JACKSONVILLE, Fla., July 24 /PRNewswire-FirstCall/ -- Jacksonville Bancorp, Inc. (Nasdaq: JAXB), holding company for The Jacksonville Bank, reported the Company had a second quarter net loss of $840 thousand, compared to net income of $694 thousand in 2007. Total assets were $424 million at June 30, 2008, compared to $392 million at December 31, 2007 and $368 million at June 30, 2007. Period end loans increased by $31.9 million, or 9.4% (19% annualized), for the six-month period from December 31, 2007, and by $51.7 million, or 16.0%, from June 30, 2007. Noninterest-bearing accounts increased by $4.0 million, or 11.4%, from December 31, 2007.

    (Logo:  http://www.newscom.com/cgi-bin/prnh/20020410/JAXBLOGO )

    There were four significant events that led to the loss for the quarter:

-- The termination of the agreement to acquire Heritage Bancshares, Inc. on June 24, 2008 resulted in $430 thousand in merger-related costs that were all expensed in the second quarter. This amount consisted primarily of professional fees, system conversions and communication expenses. There are no additional expenses expected from the termination in future quarters.

-- The Company had net loan charge-offs (excluding overdrafts as discussed below) of $638 thousand during the quarter, driven by the charge-off of one customer relationship in the amount of $419 thousand that resulted from fraudulent activity in the customer's business. The Company is still vigorously pursuing collection despite the charge-off.

-- The Company experienced an additional charge-off of $158 thousand on an overdrawn depository account from a non-loan customer. The Company is vigorously pursuing collection.
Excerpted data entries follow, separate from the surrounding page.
PR #404, opened 2018-02-23
feat: concatAll

### LINKED ISSUE #109: concatAll, concatAllRight
Abstraction for following functionality + right variant.

```javascript
const a = [1];
const b = [2];
const c = [3];

const result = [...a, ...b, ...c];
```
Something like this could work. We can get Identity value by calling R.empty on String or Array types (Monoid)
```javascript
const concatAll = R.converge(R.reduce(R.concat), [R.empty]);
const concatAllRight = R.converge(R.reduce(R.flip(R.concat)), [R.empty]);
```

- [x] concatAll (one test needs this a fix)
- [ ] concatAllRight

GingerPlusPlus:
Resolves #109.

### DIFF
--- a/src/concatAll.js
+++ b/src/concatAll.js
@@ -1,0 +1,33 @@
+import { concat, identical, identity, pipe, when, reduce } from 'ramda';
+
+import stubNull from './stubNull';
+
+const nullSemigroup = { concat: identity };
+
+/**
+ * Returns the result of concatenating all semigroups (such as arrays or strings) in passed foldable (such as an array).
+ * Returns null if empty foldable was passed.
+ *
+ * @func concatAll
+ * @memberOf RA
+ * @since {@link https://char0n.github.io/ramda-adjunct/2.6.0|v2.6.0}
+ * @category List
+ * @sig Semigroup s => Foldable s f => f -> (s | null)
+ * @param {Foldable<Semigroup>} foldable foldable with semigroups to concatenate
+ * @return {Semigroup|null} concatenated semigroups, or null, if empty foldable was passed
+ * @see {@link http://ramdajs.com/docs/#defaultTo|defaultTo}
+ * @see {@link http://ramdajs.com/docs/#concat|concat}
+ * @see {@link http://ramdajs.com/docs/#unnest|unnest}
+ * @see {@link http://ramdajs.com/docs/#join|join}
+ * @example
+ *
+ * concatAll([[1], [2], [3]]); //=> [1, 2, 3]
+ * concatAll(['1', '2', '3']); //=> '123'
+ * concatAll([]); //=> null;
+ */
+const concatAll = pipe(
+  reduce(concat, nullSemigroup),
+  when(identical(nullSemigroup), stubNull)
+);
+
+export default concatAll;
--- a/src/concatAll.js
+++ b/src/concatAll.js
@@ -12,6 +12,8 @@ const nullSemigroup = { concat: identity };
  * @memberOf RA
  * @since {@link https://char0n.github.io/ramda-adjunct/2.6.0|v2.6.0}
  * @category List
+ * @sig [[a]] -> ([a] | undefined)
+ * @sig [String] -> (String | undefined)
  * @sig Semigroup s => Foldable s f => f -> (s | undefined)
  * @param {Foldable<Semigroup>} foldable foldable with semigroups to concatenate
  * @return {Semigroup|null} concatenated semigroups, or undefined, if empty foldable was passed
--- a/src/concatAll.js
+++ b/src/concatAll.js
@@ -2,7 +2,7 @@ import { concat, identical, identity, pipe, when, reduce } from 'ramda';
 
 import stubUndefined from './stubUndefined';
 
-const nullSemigroup = { concat: identity };
+const leftIdentitySemigroup = { concat: identity };
 
 /**
  * Returns the result of concatenating all semigroups (such as arrays or strings) in passed foldable (such as an array).
@@ -28,8 +28,8 @@ const nullSemigroup = { concat: identity };
  * concatAll([]); //=> undefined;
  */
 const concatAll = pipe(
-  reduce(concat, nullSemigroup),
-  when(identical(nullSemigroup), stubUndefined)
+  reduce(concat, leftIdentitySemigroup),
+  when(identical(leftIdentitySemigroup), stubUndefined)
 );
 
 export default concatAll;
--- a/src/concatAll.js
+++ b/src/concatAll.js
@@ -5,20 +5,22 @@ import stubUndefined from './stubUndefined';
 const leftIdentitySemigroup = { concat: identity };
 
 /**
- * Returns the result of concatenating all semigroups (such as arrays or strings) in passed foldable (such as an array).
- * Returns undefined if empty foldable was passed.
+ * Returns the result of concatenating the given lists or strings.
+ * Note: RA.concatAll expects all elements to be of the same type. It will throw an error if you concat an Array with a non-Array value.
+ * Dispatches to the concat method of the preceding element, if present. Can also concatenate multiple elements of a [fantasy-land compatible semigroup](https://github.com/fantasyland/fantasy-land#semigroup).
+ * Returns undefined if empty array was passed.
  *
  * @func concatAll
  * @memberOf RA
  * @since {@link https://char0n.github.io/ramda-adjunct/2.6.0|v2.6.0}
  * @category List
- * @sig [[a]] -> ([a] | undefined)
- * @sig [String] -> (String | undefined)
- * @sig Semigroup s => Foldable s f => f -> (s | undefined)
- * @param {Foldable<Semigroup>} foldable foldable with semigroups to concatenate
- * @return {Semigroup|null} concatenated semigroups, or undefined, if empty foldable was passed
- * @see {@link http://ramdajs.com/docs/#defaultTo|defaultTo}
+ * @sig [[a]] -> [a] | Undefined
+ * @sig [String] -> String | Undefined
+ * @sig Semigroup s => Foldable s f => f -> s | Undefined
+ * @param {Array.<Array|string>} list List containing elements that will be concatenated
+ * @return {Array|string|undefined} Concatenated elements
  * @see {@link http://ramdajs.com/docs/#concat|concat}
+ * @see {@link RA.concatRight|concatRight}
  * @see {@link http://ramdajs.com/docs/#unnest|unnest}
  * @see {@link http://ramdajs.com/docs/#join|join}
  * @example
--- a/src/concatAll.js
+++ b/src/concatAll.js
@@ -1,20 +1,20 @@
 import { concat, identical, identity, pipe, when, reduce } from 'ramda';
 
-import stubNull from './stubNull';
+import stubUndefined from './stubUndefined';
 
 const nullSemigroup = { concat: identity };
 
 /**
  * Returns the result of concatenating all semigroups (such as arrays or strings) in passed foldable (such as an array).
- * Returns null if empty foldable was passed.
+ * Returns undefined if empty foldable was passed.
  *
  * @func concatAll
  * @memberOf RA
  * @since {@link https://char0n.github.io/ramda-adjunct/2.6.0|v2.6.0}
  * @category List
- * @sig Semigroup s => Foldable s f => f -> (s | null)
+ * @sig Semigroup s => Foldable s f => f -> (s | undefined)
  * @param {Foldable<Semigroup>} foldable foldable with semigroups to concatenate
- * @return {Semigroup|null} concatenated semigroups, or null, if empty foldable was passed
+ * @return {Semigroup|null} concatenated semigroups, or undefined, if empty foldable was passed
  * @see {@link http://ramdajs.com/docs/#defaultTo|defaultTo}
  * @see {@link http://ramdajs.com/docs/#concat|concat}
  * @see {@link http://ramdajs.com/docs/#unnest|unnest}
@@ -23,11 +23,11 @@ const nullSemigroup = { concat: identity };
  *
  * concatAll([[1], [2], [3]]); //=> [1, 2, 3]
  * concatAll(['1', '2', '3']); //=> '123'
- * concatAll([]); //=> null;
+ * concatAll([]); //=> undefined;
  */
 const concatAll = pipe(
   reduce(concat, nullSemigroup),
-  when(identical(nullSemigroup), stubNull)
+  when(identical(nullSemigroup), stubUndefined)
 );
 
 export default concatAll;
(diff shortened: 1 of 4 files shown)


src/index.d.ts
```diff
@@ -376,6 +385,12 @@ declare namespace RamdaAdjunct {
          */
         ensureArray<T>(value: T | T[]): T[];
 
+        /**
+         * Returns the result of concatenating all semigroups (such as arrays or strings) in passed foldable (such as an array).
+         * Returns null if empty foldable was passed.
+         */
+        concatAll<S extends Semigroup>(foldable: Foldable<S>): S | null;
```
char0n: @BjornMelgaard can you review this pls ?

src/concatAll.js
```diff
@@ -0,0 +1,34 @@
...
+ * Returns null if empty foldable was passed.
+ *
+ * @func concatAll
+ * @memberOf RA
+ * @since {@link https://char0n.github.io/ramda-adjunct/2.6.0|v2.6.0}
+ * @category List
+ * @sig Semigroup s => Foldable s f => f -> (s | null)
+ * @param {Foldable<Semigroup>} foldable foldable with semigroups to concatenate
+ * @return {Semigroup|null} concatenated semigroups, or null, if empty foldable was passed
+ * @see {@link http://ramdajs.com/docs/#defaultTo|defaultTo}
```
char0n: why defaultTo ?

test/concatAll.js
```diff
@@ -0,0 +1,30 @@
...
+describe('concatAll', function() {
+  it('concatenates arrays', function() {
+    eq(concatAll([[1], [2], [3]]), [1, 2, 3]);
+  });
+
+  it('concatenates strings', function() {
+    eq(concatAll(['1', '2', '3']), '123');
+  });
+
+  it('returns null if empty foldable was passed', function() {
```
char0n: Your tests are failing on some ramda version. Ramdas utilities become fantasy land compatible in some specific version. We have a pattern of future detection in tests.

See here https://github.com/char0n/ramda-adjunct/blob/a3109fc1020c6f4a8686d032cb7d539a230af258/test/notBoth.js#L50

test/concatAll.js
```diff
@@ -0,0 +1,30 @@
...
+    eq(concatAll([]), null);
+  });
+
+  it('throws if non-foldable is passed', function() {
+    assert.throws(() => concatAll(null), TypeError);
```
char0n: I don't see any tests with Semigroups.

Use `RA.Identity` or monet to create couple of tests; see here https://github.com/char0n/ramda-adjunct/blob/a3109fc1020c6f4a8686d032cb7d539a230af258/test/notBoth.js#L52

src/concatAll.js
```diff
@@ -0,0 +1,34 @@
...
+/**
+ * Returns the result of concatenating all semigroups (such as arrays or strings) in passed foldable (such as an array).
+ * Returns null if empty foldable was passed.
+ *
+ * @func concatAll
+ * @memberOf RA
+ * @since {@link https://char0n.github.io/ramda-adjunct/2.6.0|v2.6.0}
+ * @category List
+ * @sig Semigroup s => Foldable s f => f -> (s | null)
+ * @param {Foldable<Semigroup>} foldable foldable with semigroups to concatenate
```
char0n: `Foldable<Semigroup>` is not true for all version of ramda we are supporting.
I'd go for the following just like [R.concat](http://ramdajs.com/docs/#concat) do
```js
@sig [a] -> [a] -> [a]
@sig String -> String -> String
```

And add a sentence: `Can also concatenate multiple members of a fantasy-land compatible semigroup.`

src/concatAll.js
```diff
@@ -0,0 +1,34 @@
+import { concat, identical, identity, pipe, when, reduce } from 'ramda';
+
+import stubNull from './stubNull';
+import fl from './fantasy-land/mapping';
+
+const nullSemigroup = { [fl.concat]: identity };
+
+/**
+ * Returns the result of concatenating all semigroups (such as arrays or strings) in passed foldable (such as an array).
```
char0n:
```
Returns the result of concatenating the given lists or strings.
Note: R.concat expects all items to be of the same type. It will throw an error if you concat an Array with a non-Array value.
Dispatches to the concat method of the item, if present. Can also concatenate multiple members of a fantasy-land compatible semigroup.
```

test/concatAll.js
```diff
@@ -0,0 +1,30 @@
+import { assert } from 'chai';
+
+import { concatAll } from '../src';
+import eq from './shared/eq';
+
+describe('concatAll', function() {
+  it('concatenates arrays', function() {
```
char0n: Prefer should notations;  the same applies for other tests
```js
it('should concatenate arrays'

File: src/concatAll.js [hunk 8]
```diff
@@ -0,0 +1,34 @@
+import { concat, identical, identity, pipe, when, reduce } from 'ramda';
+
+import stubNull from './stubNull';
+import fl from './fantasy-land/mapping';
+
+const nullSemigroup = { [fl.concat]: identity };
```
char0n: I guess we'll need to change this to be compatible from ramda 0.19.1 to ramda 0.25.0

src/concatAll.js
GingerPlusPlus: Because it's a way to get rid of the returned `null`.

char0n: Yes but it's just an implementation detail. Consumer of the api should not be conserned with that. Actually I'm more inclined to use `undefined` instead of null. I've used some ramda functions today and noticed the ramda is never returning `null`. Always undefined. 

http://ramdajs.com/docs and search for `| undefined`

src/concatAll.js
GingerPlusPlus: Already done. Changed back to `'concat'`.

test/concatAll.js
GingerPlusPlus: I think I'll test it on [`NonEmptyList`](https://monet.github.io/monet.js/#non-empty-lists)

src/concatAll.js
GingerPlusPlus: Agree with `undefined`.

Well, actually the user of it should be aware of concerned that it'll return null or undefined when it receives empty foldable.

src/concatAll.js
char0n: We should also add info about returning undefined. It's missing in this description. Please do so.

src/concatAll.js
char0n: Yes but link to `defaultTo` using `@see` doesn't do the job. Actually I think that there should only bee two `@see` tags with reference to `R.concat` and `RA.concatRight`. We should also add `@see` to `concatRight` that referece to `RA.concatAll`.

test/concatAll.js
char0n: Try I'm looking forward to see it

src/concatAll.js
GingerPlusPlus: I don't think it's necessary to reference `RA.concatRight`.

GingerPlusPlus: Also, I'm of two minds about whether or not `@see` `R.unnest` and `R.join`, from one perspective, `concatAll` does a similar thing, except it has no sensible return value for empty foldable. From the other, `R.unnest` and `concatAll` have significantly different requirements about their parameters (`Chain` vs `Foldable Semigroup`).

test/concatAll.js
GingerPlusPlus: Done

src/concatAll.js
GingerPlusPlus: Partly done, added the signatures, but didn't remove the previous one.

test/concatAll.js
GingerPlusPlus: Done.

test/concatAll.js
```diff
@@ -0,0 +1,35 @@
...
+
+  it('should throw if non-foldable is passed', function() {
+    assert.throws(() => concatAll(null), TypeError);
+  });
+
+  it('should throw if foldable contains non-semigroups', function() {
+    assert.throws(() => concatAll([1, 2, null, true]), TypeError);
+  });
+
+  it('should throw if foldable contains non-compatible semigroups', function() {
```
char0n: This test is not passing on ramda 0.23.0

test/concatAll.js
```diff
@@ -0,0 +1,35 @@
...
+
+  it('should returns undefined if empty foldable was passed', function() {
+    eq(concatAll([]), undefined);
+  });
+
+  it('should throw if non-foldable is passed', function() {
+    assert.throws(() => concatAll(null), TypeError);
+  });
+
+  it('should throw if foldable contains non-semigroups', function() {
```
char0n: Your test description contains branching logic. We use more proper mechanism for this.
```js
context('when foldable contains non-semigroups', function () {
  specify('should throw error', function () {
    assert.throws(() => concatAll([1, 2, null, true]), TypeError);
  });
});
```

Ref: https://github.com/char0n/ramda-adjunct/blob/a3109fc1020c6f4a8686d032cb7d539a230af258/test/notBoth.js#L41

src/index.d.ts
char0n:
```ts
concatAll<S extends Semigroup>(foldable: Foldable<S>): S | undefined;

File: src/index.d.ts [hunk 11]
```diff
@@ -376,6 +385,12 @@ declare namespace RamdaAdjunct {
          */
         ensureArray<T>(value: T | T[]): T[];
 
+        /**
```
char0n: Don't forget to align this description with the one I proposed in previous comment

test/concatAll.js
```diff
@@ -0,0 +1,35 @@
+import { assert } from 'chai';
+import { NEL, Nil } from 'monet';
+
+import { concatAll } from '../src';
```
char0n: Use following notation in tests pls. 
```js
import * as RA from '../src';
```

Ref: https://github.com/char0n/ramda-adjunct/blob/2f5173a6699dbf090dee56f389f05bf36dbf66c0/test/isBoolean.js#L4

GingerPlusPlus: Will do. Why tho?

src/concatAll.js
```diff
@@ -0,0 +1,35 @@
+import { concat, identical, identity, pipe, when, reduce } from 'ramda';
+
+import stubUndefined from './stubUndefined';
+
+const nullSemigroup = { concat: identity };
```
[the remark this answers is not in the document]
GingerPlusPlus: Done (but not yet pushed, but it's still useful to mark it as done for me)

test/concatAll.js
char0n: It's a convention we use through out our tests to distinguish between R and RA functions.

test/concatAll.js
GingerPlusPlus: Should I remove it then?

char0n: We have to find out why it's not passing and do feature detection to enable/disable test depending on features R provides for us in particular version

GingerPlusPlus: That version just doesn't throw for concating string and array, so I changed the test to try to concat array and string ;)

GingerPlusPlus: Done.

src/concatAll.js
```diff
@@ -0,0 +1,35 @@
...
+ * @func concatAll
+ * @memberOf RA
+ * @since {@link https://char0n.github.io/ramda-adjunct/2.6.0|v2.6.0}
+ * @category List
+ * @sig [[a]] -> ([a] | undefined)
+ * @sig [String] -> (String | undefined)
+ * @sig Semigroup s => Foldable s f => f -> (s | undefined)
+ * @param {Foldable<Semigroup>} foldable foldable with semigroups to concatenate
+ * @return {Semigroup|null} concatenated semigroups, or undefined, if empty foldable was passed
+ * @see {@link http://ramdajs.com/docs/#defaultTo|defaultTo}
```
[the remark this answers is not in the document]
GingerPlusPlus: Remove or leave those in?

```js
/*
 * @see {@link http://ramdajs.com/docs/#unnest|unnest}
 * @see {@link http://ramdajs.com/docs/#join|join}
 */
```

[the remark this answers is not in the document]
char0n: You explained these two in prev comments and I guess it make sense to keep them.

src/concatAll.js
```diff
@@ -0,0 +1,35 @@
+import { concat, identical, identity, pipe, when, reduce } from 'ramda';
+
+import stubUndefined from './stubUndefined';
+
+const nullSemigroup = { concat: identity };
+
+/**
+ * Returns the result of concatenating all semigroups (such as arrays or strings) in passed foldable (such as an array).
```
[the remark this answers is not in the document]
GingerPlusPlus: Right.

> Returns undefined if empty array was passed.

Should I mention `R.defaultTo` there somehow? "pipe the result through `R.defaultTo` to replace the undefined with something useful"

The best wording I came up with.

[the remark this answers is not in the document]
char0n: Nope we should not do that. For me it's the same as using `R.find` function with signature `(a → Boolean) → [a] → a | undefined`. They don't tell us there what to do with undefined.

Some functions just returns undefined, as an expected output. I trying to understand your reasoning but I don't see it, I am sorry. Should we also mention `defaultTo` when documenting `R.prop` function or `R.nth` ? I think not.

test/concatAll.js
GingerPlusPlus: Done. It looks so neat now. Thanks, I have no experience in testing.

test/concatAll.js
GingerPlusPlus: Done.

GingerPlusPlus:
Oh ffs, I thought CI would pass it by now

test/concatAll.js
GingerPlusPlus: This fails in 0.21 tho!

I think I'll just remove the test.

GingerPlusPlus: Ramda should be testing that in `R.concat` anyway.

char0n: Just comment the test out, don't remove it. I'll play with that after merge.

GingerPlusPlus:
Finally.

If everything's fine, merge-squash it or something, don't rebase all of the commits on master, that'd be messy.

If you don't want to merge-squash, I can rebase-squash and force-push.

guillaumearm:
@GingerPlusPlus : that's fine, here is "squash and merge" for each PRs.

GingerPlusPlus:
@guillaumearm The thing is, I don't know who does it show as the creator of the merged commit

guillaumearm:
@GingerPlusPlus  : don't worry about that. 
Your `RA.omitBy` commit has been squashed : https://github.com/char0n/ramda-adjunct/commit/c7c9c7e07f938d688c26ad91d1b6a6b3abd3c5cf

There are no additional monies owed to the company by this customer.

-- Provision expense was increased to $1.8 million for the second quarter of 2008, compared to $201 thousand in the second quarter of 2007 and $363 thousand for the first quarter in 2008. In response to continued slowing economic activity and softening real estate values, the allowance for loan losses was increased to 1.12% of total loans at June 30, compared to .94% for the comparable period in 2007.

Jacksonville Bancorp, Inc. President and CEO Gilbert J. Pomar, III stated, "This was an unusual quarter where we had several large unique events that negatively affected our earnings. We believe the termination of the Heritage acquisition, while costly this quarter, was in the shareholders' long-term best interests. The two large charge-offs highlighted were unrelated to what is going on in the real estate market. Nonetheless, the Company is reacting aggressively to changes in current market conditions."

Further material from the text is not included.